Stored data:
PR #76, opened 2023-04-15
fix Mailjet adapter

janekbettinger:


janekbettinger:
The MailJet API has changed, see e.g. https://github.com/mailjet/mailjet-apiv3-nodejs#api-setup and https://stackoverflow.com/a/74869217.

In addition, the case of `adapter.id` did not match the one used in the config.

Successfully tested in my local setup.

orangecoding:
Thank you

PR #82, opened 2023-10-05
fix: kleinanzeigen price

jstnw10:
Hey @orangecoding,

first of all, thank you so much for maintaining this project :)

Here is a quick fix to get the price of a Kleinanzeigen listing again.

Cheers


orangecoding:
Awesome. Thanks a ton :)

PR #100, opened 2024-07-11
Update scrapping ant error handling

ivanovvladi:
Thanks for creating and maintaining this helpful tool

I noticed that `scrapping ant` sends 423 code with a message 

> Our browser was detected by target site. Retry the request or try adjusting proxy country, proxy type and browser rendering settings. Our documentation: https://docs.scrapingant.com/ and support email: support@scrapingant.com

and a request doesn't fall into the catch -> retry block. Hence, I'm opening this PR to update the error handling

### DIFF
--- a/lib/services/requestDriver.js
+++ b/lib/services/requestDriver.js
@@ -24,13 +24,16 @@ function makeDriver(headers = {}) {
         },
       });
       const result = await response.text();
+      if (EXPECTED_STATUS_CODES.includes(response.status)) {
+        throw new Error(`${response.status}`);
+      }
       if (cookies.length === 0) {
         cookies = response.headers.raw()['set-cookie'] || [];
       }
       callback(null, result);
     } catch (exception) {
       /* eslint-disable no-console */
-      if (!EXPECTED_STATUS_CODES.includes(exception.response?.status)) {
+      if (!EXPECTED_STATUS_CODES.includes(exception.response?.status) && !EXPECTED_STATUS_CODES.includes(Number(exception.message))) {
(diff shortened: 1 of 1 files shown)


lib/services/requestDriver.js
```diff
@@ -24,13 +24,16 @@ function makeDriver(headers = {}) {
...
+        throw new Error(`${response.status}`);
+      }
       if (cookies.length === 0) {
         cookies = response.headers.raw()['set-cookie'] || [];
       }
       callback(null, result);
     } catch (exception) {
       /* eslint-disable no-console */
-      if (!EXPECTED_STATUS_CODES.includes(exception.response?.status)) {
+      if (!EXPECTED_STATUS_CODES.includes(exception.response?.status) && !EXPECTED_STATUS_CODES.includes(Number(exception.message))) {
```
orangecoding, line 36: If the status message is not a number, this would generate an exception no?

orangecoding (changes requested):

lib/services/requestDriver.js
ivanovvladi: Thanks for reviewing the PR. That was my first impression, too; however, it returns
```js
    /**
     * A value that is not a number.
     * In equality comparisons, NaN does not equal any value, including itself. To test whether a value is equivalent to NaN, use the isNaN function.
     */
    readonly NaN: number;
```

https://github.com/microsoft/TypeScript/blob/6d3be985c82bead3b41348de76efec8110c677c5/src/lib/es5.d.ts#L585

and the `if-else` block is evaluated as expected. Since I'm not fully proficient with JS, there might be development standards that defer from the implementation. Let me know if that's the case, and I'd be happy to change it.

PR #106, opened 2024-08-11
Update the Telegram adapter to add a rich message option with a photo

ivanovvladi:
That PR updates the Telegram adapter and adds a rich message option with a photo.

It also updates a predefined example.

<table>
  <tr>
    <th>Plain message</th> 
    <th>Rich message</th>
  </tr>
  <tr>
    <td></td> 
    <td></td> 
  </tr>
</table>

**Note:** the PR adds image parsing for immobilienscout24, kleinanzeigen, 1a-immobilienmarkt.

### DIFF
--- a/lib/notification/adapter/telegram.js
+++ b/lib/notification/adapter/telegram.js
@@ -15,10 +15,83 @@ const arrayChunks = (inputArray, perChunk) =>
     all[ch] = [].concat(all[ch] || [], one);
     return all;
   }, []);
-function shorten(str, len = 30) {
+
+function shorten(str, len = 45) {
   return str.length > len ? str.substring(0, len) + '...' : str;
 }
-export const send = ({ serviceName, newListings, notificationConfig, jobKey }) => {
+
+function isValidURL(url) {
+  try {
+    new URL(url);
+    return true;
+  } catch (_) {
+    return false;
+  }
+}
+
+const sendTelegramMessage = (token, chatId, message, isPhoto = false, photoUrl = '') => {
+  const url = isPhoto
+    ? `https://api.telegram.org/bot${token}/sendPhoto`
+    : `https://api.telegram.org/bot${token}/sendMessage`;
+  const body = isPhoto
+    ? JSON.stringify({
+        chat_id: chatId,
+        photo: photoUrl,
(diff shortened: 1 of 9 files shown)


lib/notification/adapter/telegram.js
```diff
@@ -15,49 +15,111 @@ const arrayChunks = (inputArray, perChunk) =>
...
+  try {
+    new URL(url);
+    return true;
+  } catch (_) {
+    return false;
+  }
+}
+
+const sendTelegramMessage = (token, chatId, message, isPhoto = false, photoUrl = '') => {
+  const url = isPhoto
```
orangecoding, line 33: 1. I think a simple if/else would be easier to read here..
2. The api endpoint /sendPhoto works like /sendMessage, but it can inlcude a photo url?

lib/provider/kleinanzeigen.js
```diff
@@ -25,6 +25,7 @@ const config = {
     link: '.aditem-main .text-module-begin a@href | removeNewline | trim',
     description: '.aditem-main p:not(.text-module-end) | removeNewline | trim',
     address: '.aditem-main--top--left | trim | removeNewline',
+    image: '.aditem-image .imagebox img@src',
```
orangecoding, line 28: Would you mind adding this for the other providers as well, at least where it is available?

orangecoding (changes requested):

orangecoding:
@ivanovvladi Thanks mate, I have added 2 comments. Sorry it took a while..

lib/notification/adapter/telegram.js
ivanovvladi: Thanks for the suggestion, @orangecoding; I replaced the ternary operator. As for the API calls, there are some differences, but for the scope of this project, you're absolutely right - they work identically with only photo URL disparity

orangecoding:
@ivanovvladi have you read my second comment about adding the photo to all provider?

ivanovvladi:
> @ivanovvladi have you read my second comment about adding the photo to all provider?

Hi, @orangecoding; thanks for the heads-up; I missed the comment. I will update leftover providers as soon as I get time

- _Brief_:
Show all lines from the entries that hold "services".

- _Your response_:
--- a/lib/services/requestDriver.js
+++ b/lib/services/requestDriver.js
lib/services/requestDriver.js
lib/services/requestDriver.js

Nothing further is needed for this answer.